- Stored entries:
☆ ☆ ☆
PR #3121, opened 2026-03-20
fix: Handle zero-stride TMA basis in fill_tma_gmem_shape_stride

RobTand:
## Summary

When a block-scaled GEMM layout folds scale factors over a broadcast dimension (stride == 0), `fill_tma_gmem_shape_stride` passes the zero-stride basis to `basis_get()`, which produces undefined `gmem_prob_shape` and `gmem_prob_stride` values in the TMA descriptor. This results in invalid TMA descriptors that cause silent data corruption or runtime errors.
☆ ☆ ☆
- Work to be completed: In how many lines of the data does the string "basis" appear? Only the number should be given.

- Solution below: 2